### What the task asks
Filter the records below and copy every line containing the word "make".

--- Data excerpts ---

Issue #1454, opened 2021-10-06
[State sync engine] Implement prioritization in bitswap


smnzhu:
This issue is tracked in the Bitswap repo here: https://github.com/ipfs/go-bitswap/issues/532

We would like to preserve the bandwidth of Execution Nodes, which are the only creators of new data. One way to do this is to implement some mechanism in bitswap for how we want to prioritize responding to requests for blocks.

Execution nodes should prioritize responding to requests for more recent blocks, to make sure that enough AN's download these blocks

Issue #1451, opened 2021-10-06
[State sync engine] Add new "ExecutionDataCID" field to ExecutionResult


smnzhu:
Add a ExecutionDataCID field to execution result, so that consensus followers can know how to request the state diff for a given block over bitswap.

Each time an execution node computes a new ExecutionData for a block, it can forward it to the `ExecutionDataStorer` to be stored into the blockstore, and include the returned CID in the execution result.

> Note: This may introduce additional latency / CPU usage on execution nodes, we should benchmark to see how much the performance impact will be.

smnzhu:
Hey team! Please [add your planning poker estimate](https://app.zenhub.com/workspaces/Flow-Protocol-5a2ad022cee40e25b0885f82/issues/onflow/flow-go/1451?planning-poker) with ZenHub @franklywatson @m4ksio @peterargue @vishalchangrani

PR #1775, opened 2021-12-15
[State Sync] Add execution data cid

smnzhu:
This PR add code to the Execution node to compute the execution data CID

closes https://github.com/onflow/flow-go/issues/1454
closes https://github.com/onflow/flow-go/issues/1451

TODO: 

- [x] Test ExecutionDataCIDCache
- [x] Flow CID to ID conversion functions tests
- [ ] Address minor comments from @Kay-Zee


cmd/execution/main.go
```diff
@@ -123,6 +129,7 @@ func main() {
 			flags.StringVarP(&rpcConf.ListenAddr, "rpc-addr", "i", "localhost:9000", "the address the gRPC server listens on")
 			flags.BoolVar(&rpcConf.RpcMetricsEnabled, "rpc-metrics-enabled", false, "whether to enable the rpc metrics")
 			flags.StringVar(&triedir, "triedir", datadir, "directory to store the execution State")
+			flags.StringVar(&executionDataDir, "execution-data-dir", filepath.Join(homedir, ".flow", "execution_data"), "directory to use for Execution Data blobstore")
```
Kay-Zee, line 132: Somewhat concerned this might get confusing, since we already have a `/execution` folder that holds the mtries. Although maybe `execution` and `execution_data` is sufficiently distinct?

engine/execution/computation/manager.go
```diff
@@ -227,28 +231,50 @@ func (e *Manager) ComputeBlock(
 
 	e.programsCache.Set(block.ID(), toInsert)
 
-	if len(e.uploaders) > 0 {
-		var g errgroup.Group
+	g, uploadCtx := errgroup.WithContext(ctx)
```
Kay-Zee, line 234: I know this is from before, but wish this was more descriptive than `g`

model/flow/execution_result.go
```diff
@@ -14,6 +14,7 @@ type ExecutionResult struct {
 	BlockID          Identifier // commit of the current block
 	Chunks           ChunkList
 	ServiceEvents    ServiceEventList
+	ExecutionDataID  Identifier
```
Kay-Zee, line 17: As this will permanently change the shape of `ExecutionResults` and therefore how their IDs are calculated, i wanted to make sure we've properly though through this change, and that it makes sense.

engine/execution/convert.go
```diff
@@ -70,6 +70,7 @@ func GenerateExecutionResultForBlock(
 	block *flow.Block,
 	chunks []*flow.Chunk,
 	serviceEvents []flow.Event,
+	executionDataId flow.Identifier,
```
Kay-Zee, line 73:
```suggestion
	executionDataID flow.Identifier,
```

nit pick

engine/execution/convert.go
```diff
@@ -87,6 +88,7 @@ func GenerateExecutionResultForBlock(
 		BlockID:          block.ID(),
 		Chunks:           chunks,
 		ServiceEvents:    convertedServiceEvents,
+		ExecutionDataID:  executionDataId,
```
Kay-Zee, line 91:
```suggestion
		ExecutionDataID:  executionDataID,
```

nitpick

module/state_synchronization/execution_data.go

---

### Result of this task
Execution nodes should prioritize responding to requests for more recent blocks, to make sure that enough AN's download these blocks
Kay-Zee, line 17: As this will permanently change the shape of `ExecutionResults` and therefore how their IDs are calculated, i wanted to make sure we've properly though through this change, and that it makes sense.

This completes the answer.